Similar positions on Taiwan are taken by a majority of countries. 26 nations recognize the ROC as the legitimate ruler of China and reject the PRC claims to legitimacy. During the 1990s, Taiwan actively encouraged such recognition through generous grants of foreign aid. In the 2000s, this strategy was abandoned because the PRC could outbid the ROC with foreign aid, and the spending of large sums of money to buy recognition became quite unpopular on Taiwan.

In the 2000s, Taiwan's diplomatic strategy appears to have shifted to encourage "democratic solidarity" with major powers such as the United States, Europe, and Japan.

Diplomatic representation in the US

Official diplomatic relations are currently nonexistent; unofficial commercial and cultural relations with the people of the US are maintained through a private instrumentality, the Taipei Economic and Cultural Representative Office (TECRO) in the US with headquarters in Taipei and field offices in Washington and 12 other US cities. TECRO is technically a private organization, but its staff consists of career diplomats who have temporarily "retired."

Diplomatic representation from the US

Official diplomatic relations are currently nonexistent; unofficial commercial and cultural relations with the people on Taiwan are maintained through a private corporation, the American Institute in Taiwan (AIT), which has its headquarters in Rosslyn, Virginia.

Technically, the AIT is a private organization, but its staff consists of career diplomats from the United States State Department who are formally "on leave" to serve in the AIT. Again, this is an example of the type of compromise that the United States has to go through in order to prevent diplomatic problems.

Relations with other countries

While maintaining diplomatic relations with the PRC, many countries still maintain unofficial 'trade missions' or 'representative offices' in Taipei, to deal with commercial and consular issues. However, owing to political sensitivities, these countries may often forward visa applications to their nearest embassy or consulate, rather than processing them locally. Similarly, the ROC maintains Taipei Economic and Cultural Office or Taipei Representative Offices in other countries, such as the UK.

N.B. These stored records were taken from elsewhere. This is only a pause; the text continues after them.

PR #126, opened 2025-01-10
SHARD-1708: Add network account listOfChanges update script

S0naliThakur:
Linear: https://linear.app/shm/issue/SHARD-1708
Summary: Add network account listOfChanges update script

### DIFF
--- a/scripts/update_network_account_listOfChanges.ts
+++ b/scripts/update_network_account_listOfChanges.ts
@@ -84,12 +84,22 @@ const askConfigQuestions = async (): Promise<ConfigSchema> => {
         const expectedType = typeof defaultConfig[section][key]
         const parsedValue = parseInput(value, expectedType, defaultConfig[section][key])
 
-        if (parsedValue !== defaultConfig[section][key] || value === '') {
+        // If empty input, use default value
+        if (value === '') {
+          userConfig[section][key] = defaultConfig[section][key]
+          isValid = true
+        }
+        // If valid parsed value
+        else if (parsedValue !== undefined) {
           userConfig[section][key] = parsedValue
           isValid = true
-        } else {
+        }
+        // Invalid input
+        else {
           attempts++
-          console.log(`Invalid input. Please enter a valid ${expectedType} for ${section}.${key}. (${attempts}/${maxAttempts} attempts)`)
+          console.log(
+            `Invalid input. Please enter a valid ${expectedType} for ${section}.${key}. (${attempts}/${maxAttempts} attempts)`
+          )
         }
       }
 
@@ -112,7 +122,11 @@ const getCycleNumber = async (): Promise<number> => {
   let cycleNumberInput: number
   do {
     cycleNumberInput = parseInt(
-      await askQuestion('Enter cycle number (must be less than the latest cycle number, latest cycle number is: ' + latestCycleNumber + '): '),
+      await askQuestion(
+        'Enter cycle number (must be less than the latest cycle number, latest cycle number is: ' +
+          latestCycleNumber +
+          '): '
+      ),
       10
     )
     if (isNaN(cycleNumberInput) || cycleNumberInput >= latestCycleNumber) {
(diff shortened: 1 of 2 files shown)


scripts/update_network_account_listOfChanges.ts
```diff
@@ -0,0 +1,190 @@
...
+  input: process.stdin as NodeJS.ReadableStream,
+  output: process.stdout as NodeJS.WritableStream,
+})
+
+const askQuestion = (query: string): Promise<string> => {
+  return new Promise((resolve) => rl.question(query, resolve))
+}
+
+// Utility function to validate and parse input based on expected type
+const parseInput = (value: string, expectedType: string, defaultValue: any): any => {
```
mhanson-github, line 55: I am not sure how I feel about assigning a defaultValue.  If we're using this code to overwrite the network account, I somewhat feel that there should only be intentional and explicit changes.

scripts/update_network_account_listOfChanges.ts
```diff
@@ -0,0 +1,190 @@
...
+    networkAccount.hash = calculatedAccountHash
+    networkAccount.data.hash = calculatedAccountHash
+
+    await AccountDB.insertAccount(networkAccount)
+    console.log('✅ Changes were applied.')
+  } else {
+    console.log('❌ Changes were not applied.')
+  }
+
+  await dbstore.closeDatabase()
```
mhanson-github: Should we have a try/finally setup here to ensure DB closure?

urnotsam (dismissed):

scripts/update_network_account_listOfChanges.ts
mhanson-github: Clarifying...  the question is should we treat the results differently if we ended up with value or defaultValue?

scripts/update_network_account_listOfChanges.ts
```diff
@@ -0,0 +1,190 @@
...
+      let attempts = 0
+      const maxAttempts = 3
+      let isValid = false
+
+      while (!isValid && attempts < maxAttempts) {
+        const value = await askQuestion(`Enter ${section}.${key} (default: ${defaultConfig[section][key]}): `)
+        const expectedType = typeof defaultConfig[section][key]
+        const parsedValue = parseInput(value, expectedType, defaultConfig[section][key])
+
+        if (parsedValue !== defaultConfig[section][key] || value === '') {
```
aniketdivekar: `parsedValue == defaultConfig[section][key]` this can be a genuine case right? I mean not an error. We can suppress this error or simply say you have not updated the value.

Also what's the purpose of `value === ''` condition?

scripts/update_network_account_listOfChanges.ts
```diff
@@ -0,0 +1,190 @@
...
+// Function to get the latest cycle from db
+const getCycleNumber = async (): Promise<number> => {
+  const latestCycle = await CycleDB.queryLatestCycleRecords(1)
+  const latestCycleRecord = latestCycle[0]
+  const latestCycleNumber = latestCycleRecord.counter
+
+  let cycleNumberInput: number
+  do {
+    cycleNumberInput = parseInt(
+      await askQuestion('Enter cycle number (must be less than the latest cycle number, latest cycle number is: ' + latestCycleNumber + '): '),
```
aniketdivekar: why this has to be lesser and greater? won't the change be applied in future cycles?

scripts/update_network_account_listOfChanges.ts
S0naliThakur: The default values are there to make it quicker and easier to input values from the terminal. Users are always asked what they want to use as input, so the default values get replaced with whatever they enter. Of course, you can also tweak the inputs directly in the script if you wish. The parameters are completely flexible and can be changed as needed.
Right now, we’re keeping it simple by starting with just baselineNodes, minNodes, and maxNodes

scripts/update_network_account_listOfChanges.ts
S0naliThakur: The value === '' condition is checking for when the user just hits enter without typing anything, indicating they want to accept the default value.

scripts/update_network_account_listOfChanges.ts
S0naliThakur: This is implemented as per the ticket specification

scripts/update_network_account_listOfChanges.ts
S0naliThakur: added

aniketdivekar (approved):

urnotsam (approved):

PR #134, opened 2025-02-05
SHARD-1385: Archiver Hardening

S0naliThakur:
Linear: https://linear.app/shm/issue/SHARD-1385

Summary: Archiver Hardening v1 + fix for https://linear.app/shm/issue/SHARD-1389

### DIFF
--- a/src/API.ts
+++ b/src/API.ts
@@ -1532,12 +1532,20 @@ export const queryFromArchivers = async (
   let bucketID: number | undefined;
   const params = queryParameters as any;
   let checkpointStatusType: CheckpointStatusType | undefined;
+  let bucketRange: { start: number; end: number } | undefined;
 
   // Extract bucket ID based on the request type and parameters
   switch (type) {
     case RequestDataType.CYCLE:
       // For cycle info, use start or end as bucket ID
-      if (params.start !== undefined) {
+      if (params.start !== undefined && params.end !== undefined) {
+        // If both start and end are provided, we'll check the entire range
+        bucketRange = {
+          start: params.start,
+          end: params.end
+        };
+        bucketID = params.start; // Default to start for single bucket check fallback
+      } else if (params.start !== undefined) {
         bucketID = params.start;
       } else if (params.end !== undefined) {
         bucketID = params.end;
@@ -1553,7 +1561,14 @@ export const queryFromArchivers = async (
     case RequestDataType.ACCOUNT:
     case RequestDataType.TRANSACTION:
       // For other data types, check if startCycle or endCycle is specified
-      if (params.startCycle !== undefined) {
+      if (params.startCycle !== undefined && params.endCycle !== undefined) {
+        // If both startCycle and endCycle are provided, we'll check the entire range
+        bucketRange = {
+          start: params.startCycle,
+          end: params.endCycle
+        };
+        bucketID = params.startCycle; // Default to startCycle for single bucket check fallback
+      } else if (params.startCycle !== undefined) {
         bucketID = params.startCycle;
       } else if (params.endCycle !== undefined) {
         bucketID = params.endCycle;
@@ -1592,35 +1607,84 @@ export const queryFromArchivers = async (
   const randomArchivers = Utils.getRandomItemFromArr(State.otherArchivers, 0, maxNumberofArchiversToRetry)
   let retry = 0
 
-  // If checkpoint is enabled and we have a bucket ID, try to find an archiver with verified data first
-  if (config.checkpoint.bucketConfig.allowCheckpointUpdates && bucketID !== undefined && randomArchivers.length > 0) {
-    for (const archiver of randomArchivers) {
-      if (!archiver) continue;
-      try {
-        // Check if this archiver has verified the bucket
-
-        const data = {
-          bucketID: bucketID.toString(),
-          sender: config.ARCHIVER_PUBLIC_KEY,
+  // This logic is not optimized, we should only check the bucket verification once and then use the verified archiver to get the data
+  // If checkpoint is enabled and we have a bucket range or bucket ID, try to find an archiver with verified data first
+  if (config.checkpoint.bucketConfig.allowCheckpointUpdates && randomArchivers.length > 0) {
+    if (bucketRange !== undefined) {
+      // Check verification for the entire range of buckets
+      for (const archiver of randomArchivers) {
+        if (!archiver) continue;
+        
+        let allBucketsVerified = true;
+        
+        // Check each bucket in the range
+        for (let currentBucket = bucketRange.start; currentBucket <= bucketRange.end; currentBucket++) {
+          try {
+            const verificationData = {
+              bucketID: currentBucket.toString(),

The ROC also has to compete at the Olympic Games and other international sporting events under the name 'Chinese Taipei', with a different flag and anthem, because of pressure from the PRC.

The dispute over the ROC's status has also affected the island's air links with the outside world, particularly Europe, North America and Australia. For many years, Mandarin Airlines, a subsidiary of the ROC's national airline, China Airlines (CAL) served many international destinations that CAL did not, owing to political sensitivities. However, in 1995 CAL dropped the ROC national colours from its livery, and now flies to international destinations under its own name.

Many countries' national airlines operate services to Taipei using a different name and livery. For example, British Airways has never flown between London and Taipei, but its now defunct subsidiary, 'British Asia Airways' did, with Chinese characters on their aircraft's tailfins instead of BA's Union Jack. Australian carrier Qantas had a subsidiary called Australia Asia Airlines, which flew between Sydney and Taipei, but now operates flights to the island as a code share with EVA Air.

Before the completion of the second runway at New Tokyo International Airport (now Narita International Airport) near Tokyo, Japan, airlines from Taiwan were required to fly to Tokyo International Airport (commonly known as Haneda Airport) in Ota, Tokyo in order not to offend the airlines from the People's Republic of China that flew to the airport in Narita. Also, Japan Air Lines set up a subsidiary called Japan Asia Airways for flights to Taiwan.

International dialling codes are assigned by the International Telecommunication Union (ITU) to its member states and their dependencies. However, as the ROC was not an ITU member state, it had to be allocated the code 886 unofficially, with the ITU listing the code as 'reserved'. The PRC does not recognise the 886 country code, although it does recognise those allocated to Hong Kong and Macau. Instead it has reserved part of its numbering plan for calls to Taiwan, using the prefix 06.